- [Task description]: In the records below, the lines from the one containing "The main goal" through the last are to be reproduced exactly and alone.

***** Extracted records *****

PR #105, opened 2025-11-07
Feature/c80/RE330 aes init

groberth:
Hello again 👋 

I switched AES encryption plugin instead of copy/pasting the code.
The main goal was to upgrade the AES key initialisation instead of using the default one.

Flake Ok
Tests Ok

Tested on RE330 but not on C80 (which are very similar, should be okay)


AlexandrErohin:
@groberth Thank you!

*****

- [Completed exercise]:
The main goal was to upgrade the AES key initialisation instead of using the default one.

Flake Ok
Tests Ok

Tested on RE330 but not on C80 (which are very similar, should be okay)


AlexandrErohin:
@groberth Thank you!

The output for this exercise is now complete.